There are instructive analogies between the history, aims and methods of comparative philology, on the one hand, and zoölogy, on the other. In both sciences the attempt is made to trace the development of the modern from the ancient, to demonstrate the common origin of things which are now widely separated and differ in all obvious characteristics, and to determine the manner in which these cumulative modifications have been effected. At the present time zoölogy is still far behind the science of language with regard to the solution of many of these kindred problems and has hardly advanced beyond the stage which called forth Voltaire’s famous sneer: “L’étymologie est une science ou les voyelles ne font rien et les consonnes fort peu de chose.” Many of the animal genealogies which have been proposed have no better foundation than the “guessing etymologies” of the eighteenth century, and for exactly the same reason.
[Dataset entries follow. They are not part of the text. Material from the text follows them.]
PR #444, opened 2018-05-15
Add charts to website.

ImogenF:


packages/website/src/Sections/Visualizations/Charts.tsx
```diff
@@ -0,0 +1,85 @@
+import * as React from "react"
+import { VisualizationWrapper, Chart } from "@operational/visualizations"
+import { Div } from "glamorous"
+
+export const title = "Charts"
+
+export const docsUrl = "https://github.com/contiamo/operational-ui/blob/master/docs/visualizations/chart.md"
+
```
peterszerzo: Add `snippetUrl` (see components).

ImogenF: Fixed.

PR #449, opened 2018-05-18
Make sunburst breadcrumbs configurable.

ImogenF:
Added 2 sunburst config options:

* breadcrumbItemWidth - width of each breadcrumb item (excluding arrow)
* maxBreadcrumbLength - maximum number of breadcrumb items to display without truncating the list


packages/visualizations/src/Sunburst/breadcrumb.ts
```diff
@@ -76,11 +86,13 @@ class Breadcrumb {
     trail.exit().remove()
 
     // Add breadcrumb and label for entering nodes.
+    const itemWidth = (d: any): number => (d === "hops" ? 40 : this.state.current.get("config").breadcrumbItemWidth)
```
TejasQ: What does the `40` do?

ImogenF: Have updated the code to make this clearer.

PR #452, opened 2018-05-22
Deprecation

peterszerzo:
This PR introduces a HOC that makes it easy to log deprecation warnings in a component based on the props it is given. This should allow gentler code changes, gradual upgrades, and help handling semver more easily. Logs are only seen in development, and only once per component, avoiding log pollution.

Usage:
```
const SomeComponent = (props: Props) => (
)

export default deprecate(props =>
  props.oldProp
    ?
    [ "`oldProp` is deprecated, use `newProp` instead" ]
    :
    []
)(SomeComponent)
```


TejasQ:
I think this is something that should've been a discussion before a PR appeared. 

Why do we need a HOC that logs deprecation warnings in a component that is slated for deprecation? Why don't we simply add the warnings on a _per-component_ basis since we'll remove them anyway in the next major version?

peterszerzo:
@TejasQ this PR is a basis for the discussion, referenced in the notion page. I wanted to see if it's doable.

Also, it's not mainly for a components that are staged for deprecation, but for individual props that are renamed or migrated. I'll explain today.

fabien0102:
Good idea, to improve a little bit this pattern, I think that we can build something like this.

```typescript
const MyComp = ({a: string}) => <div>{a}</div>

export default deprecated([
{oldProp: "b", newProp: "a" }
])(MyComp)

// Usage
<MyComp a="hello" /> // new way

<MyComp b="hello" /> // old way (with a deprecation warning)
```

And for most avanced case

```typescript
const Greet = ({name: string}) => <div>Hi {name}</div>

export default deprecated([
{oldProp: "firstname" },
{oldProp: "lastname"}
], (props) => ({
name: props.firstname + " " + props.lastname
}))(Greet);

// Usage
<Greet name="Fabien Bernard" /> // new way

<Greet firstname="Fabien" lastname="Bernard" /> // old way (with a deprecation warning)

```

fabien0102:
https://www.npmjs.com/package/react-deprecate

peterszerzo:
I think it's clearer to keep the renaming/adapting as part of the individual component's implementation, and keep responsibilities of the deprecator method super thin. It should only read the props and maybe do some logging, maybe not, but you wouldn't need to figure out how it works when you are trying to find a bug.

What I imagined was that the component would still use:
```
export interface Props {
  oldProp?: string
  newProp?: string
}
```

But rename it in its render method - making the interface clear at a first glance in the implementation.

Whether we add an abstraction that helps with auto-generating warnings for renamed props is a decision that I think is best left for the future. I think we'll have more complicated use-cases than just renaming (like checking if there is an `<a/>` tag as a direct child), where we might want to link to the docs or do crazier things. We'll know better once we know what the component is used most often for.

TejasQ:
Have we fully considered using a pre-made solution as @fabien0102 suggested as opposed to rolling our own? I can already see some immediate benefits here, the chief one being _it already exists_.

peterszerzo:
I have. I think that using the rename feature makes component implementations confusing to read, especially once we start having a lot of deprecation code around. The roll-our-own solution leaves component behavior completely unaffected (could use `react-deprecate` the same way, but then why use a library..), weighs 15 lines, and is already done.

packages/components/src/utils/deprecate.tsx
```diff
@@ -0,0 +1,19 @@
+import * as React from "react"
+
+type P = any
+
+const deprecate = (createWarning: (props: P) => string[]) => (
```
fabien0102: You can use a generic here instead of this ugly `any` :-p

peterszerzo: Care to give me a hand on it sometime today?

fabien0102: `<T>(createWarning: (props:T))` should works

fabien0102: After we need to try if everything follow as expected, we can works on it after ;)

packages/components/src/utils/deprecate.tsx
```diff
@@ -0,0 +1,32 @@
...
+ * export default deprecate<Props>(props => [ 
+ *   ...[ "Your component is deprecated" ],
+ *   ...(props.oldProp ? [ "oldProp is deprecated, use newProp instead" ] : [])
+ * ])(Comp)
+ *
+ */
+function deprecate<P>(createWarning: (props: P) => string[]) {
+  return (Component: React.ComponentType<P>): React.ComponentType<P> => {
+    let logCount = 0
+    return (props: P) => {
```
TejasQ: We'll use a stateful component here as discussed with @peterszerzo and @fabien0102.

peterszerzo:
The blocks package is also being removed because it is causing some typings errors due to outdated dependencies. Since it's not used anywhere in production, I'd like to take them out instead of spending time fixing them.

packages/components/src/utils/deprecate.tsx
```diff
@@ -14,17 +14,21 @@ import * as React from "react"
...
-    let logCount = 0
-    return (props: P) => {
-      const deprecation = createWarning(props)
-      if (process.env.NODE_ENV === "development" && deprecation.length > 0 && logCount === 0) {
-        console.log(`Operational UI warnings:\n\n  * ${deprecation.join("\n  * ")}`)
-        logCount = logCount + 1
+    return class extends React.Component<P> {
+      componentDidMount() {
+        const warnings = createWarning(this.props)
+        if (process.env.NODE_ENV === "development" && warnings.length > 0) {
```
TejasQ: Can we instead say `!== "production"` so that these show up in staging and all other envs?

peterszerzo: Good point!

Just as the old etymologists made their derivations upon the basis of a likeness of sound and meaning in the words compared, so the modern zoölogist, in attempting to trace the relationships of animals, must proceed by balancing their similarities and differences of structure. The etymologist had no sure test for distinguishing a true derivation from a plausible but false one, and the zoölogist finds himself in the same predicament. How much weight should be allowed to a given likeness and how far it is offset by an accompanying difference, there are no certain means of determining, and we are still in search of those laws of organic change which shall render such service to zoölogy as Grimm’s law did to the study of the Indo-European languages. Doubtless, the analogy may be pushed still farther, and it may be confidently assumed that, just as sound principles of etymology were established by tracing the changes of words step by step from their modern forms to their ancient origins, so the existing animal forms must be traced back through the intermediate gradations to their distant ancestors, before the modes of organic development can be deduced from well-ascertained facts.
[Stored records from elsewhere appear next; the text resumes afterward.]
PR #454, opened 2018-05-23
Select fixes

### LINKED ISSUE #438: Select component issues
* component doesn't close when the input is clicked the second time after opening (currently only works on outside click)
* search is case sensitive - should be case insensitive and attempt to match both label and value, if given
* search needs padding that makes it consistent with the rest

peterszerzo:
Fixes #438, with some visual improvements:

screen shot 2018-05-23 at 1 38 49 pm


packages/components/src/Select/Select.Option.tsx
```diff
@@ -12,45 +12,43 @@ export interface Props {
   selected?: boolean
   onClick?: () => void
   children?: React.ReactNode
-  color?: string
 }
 
-const Container = glamorous.div(
-  ({ theme, color, selected }: { theme: Theme; color?: string; selected: boolean }): any => {
-    const backgroundColor = expandColor(theme, color) || theme.colors.white
+const Container = glamorous.div(({ theme, selected }: { theme: Theme; selected: boolean }): any => {
```
TejasQ: Can we remove the `any` and allow TS to infer the type?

The evolutionary problem has been attacked by the aid of several distinct methods, each of which has its particular advantages and its peculiar limitations and drawbacks. Most of the methods suffer from the fact that they deal only with the present order of things, and thus resemble the attempt to work out the derivations of languages that have no literature to register their changes.

(1) Of necessity, the oldest of these methods is Comparative Anatomy, which had made great advances in pre-Darwinian days. It is the indispensable foundation of the whole inquiry, for an accurate knowledge of Comparative Anatomy is absolutely necessary to the use of the other methods; in the hands of the great masters it has registered many notable triumphs in determining the mutual relationships of animal groups; but finality cannot be reached by this method, because it deals only with existing forms and possesses no sure criterion for determining the value of similarities. It is thus unable to distinguish with certainty between those resemblances which are due to inheritance from a common ancestry and those which have been independently acquired. It is a very frequent fallacy to assume that, because two allied groups, B and C, possess a certain structure, their common ancestor, A, must also have possessed it. This may or may not have been the case, and Comparative Anatomy offers no assured means of deciding between those alternatives or of confidently distinguishing primitive characters from degenerative or retrograde changes.